====== DATA RECORDS ======

PR #3791, opened 2019-04-18
fixup waterfall connectors on date axes

### LINKED ISSUE #3785: Waterfalls handling date axes weirdly
This figure looks weird: connectors aren't rendering in the right place?

image

```json
{
  "data": [
    {
      "type": "waterfall",
      "mode": "markers",
      "decreasing": {
        "line": {
          "color": "#7f7f7f"
        }
      },
      "increasing": {
        "line": {
          "color": "#17becf"
        }
      },
      "x": [
        "2010-01-01",
        "2010-07-01",
        "2011-01-01",
        "2011-07-01",
        "2012-01-01",
        "2012-06-01"
      ],
      "xsrc": "dates",
      "y": [
        2,
        1,
        3,
        5,
        4,
        6
      ],
      "ysrc": "jagged ints"
    }
  ],
  "layout": {
    "xaxis": {
      "range": [
        "1998-06-24 10:40",
        "2228-12-06 13:20"
      ],
      "autorange": true
    },
    "yaxis": {
      "range": [
        -0.5,
        5.5
      ],
      "autorange": true
    },
    "autosize": true
  },
  "frames": []
}
```

archmoj:
Fixes #3785. 
This is similar to the way connectors would be handled in the `funnel` trace.
[codepen After](https://codepen.io/MojtabaSamimi/pen/jRzEmV?editors=0010).

@plotly/plotly_js 
cc: @nicolaskruchten


src/traces/waterfall/cross_trace_calc.js
```diff
@@ -65,6 +65,11 @@ module.exports = function crossTraceCalc(gd, plotinfo) {
             if(di.isSum === false) {
                 di.s0 += (j === 0) ? 0 : cd[j - 1].s;
             }
+
+            if(j + 1 < cd.length) {
```
etpinard: Non blocking, but I think `j < cd.length - 1` is more readable.

src/traces/waterfall/plot.js
```diff
@@ -60,11 +60,6 @@ function plotConnectors(gd, plotinfo, cdModule, traceLayer) {
             var x2, y2;
             var x3, y3;
 
-            var delta = 0;
-            if(i + 1 < len && Array.isArray(trace.offset)) {
-                delta -= trace.offset[i + 1] - trace.offset[i];
```
etpinard: Hmm. Where is `offset` taken in consideration? Do we have a mock with arrayOk `trace.offset` settings?

archmoj: Yes we have: https://github.com/plotly/plotly.js/blob/master/test/image/mocks/waterfall_custom.json

Also here is [a codepen](https://codepen.io/MojtabaSamimi/pen/ZZxoMa?editors=0010) using this branch.

src/traces/waterfall/cross_trace_calc.js
archmoj: I wanted to simply note that `j + 1` result is going to be used inside the `cd` array below.
So if you don't mind we may keep this the way it is.

src/traces/waterfall/plot.js
etpinard: Awesome!

etpinard:
Nicely done :dancer:

PR #3792, opened 2019-04-18
New lint rule to disallow named function expressions

archmoj:
A follow up of https://github.com/plotly/plotly.js/issues/3162,  https://github.com/plotly/plotly.js/issues/3162#issuecomment-483916923 and the discussion with @etpinard concerning redundant and sometime confusing function names this PR adds a new lint rule to disallow extra function names when they are not required. Image below illustrates one example where the function is named `put` and exported as `get`. 
https://github.com/plotly/plotly.js/blob/d2f8976f96f2a89ab9b6ac527338537e315d3b6e/src/traces/bar/sieve.js#L87
Screenshot from 2019-04-18 16-38-50

 @plotly/plotly_js


etpinard:
Ah ooops. I think I might have unestimated what adding this new rule meant this morning (in-person convo)

I very much dislike removing the function names from things we export off `module.exports` e.g.:

image

etpinard:
@archmoj maybe https://eslint.org/docs/rules/func-name-matching would give better results.

archmoj:
> @archmoj maybe https://eslint.org/docs/rules/func-name-matching would give better results.

Awesome! That one was able to detect the mismatches: https://github.com/plotly/plotly.js/pull/3792/commits/6d1609ab38cf50845d72b3ed7716072020bfc75f.

etpinard:
Ok. Nicely done :dancer:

======

## WHAT YOU ARE ASKED TO DO
Please restate, exactly as written, the line that holds "Screenshot from 2019-04-18 16-38-50" and all remaining lines of the data above, and only those.

## TASK RESULT
Screenshot from 2019-04-18 16-38-50

 @plotly/plotly_js


etpinard:
Ah ooops. I think I might have unestimated what adding this new rule meant this morning (in-person convo)

I very much dislike removing the function names from things we export off `module.exports` e.g.:

image

etpinard:
@archmoj maybe https://eslint.org/docs/rules/func-name-matching would give better results.

archmoj:
> @archmoj maybe https://eslint.org/docs/rules/func-name-matching would give better results.

Awesome! That one was able to detect the mismatches: https://github.com/plotly/plotly.js/pull/3792/commits/6d1609ab38cf50845d72b3ed7716072020bfc75f.

etpinard:
Ok. Nicely done :dancer:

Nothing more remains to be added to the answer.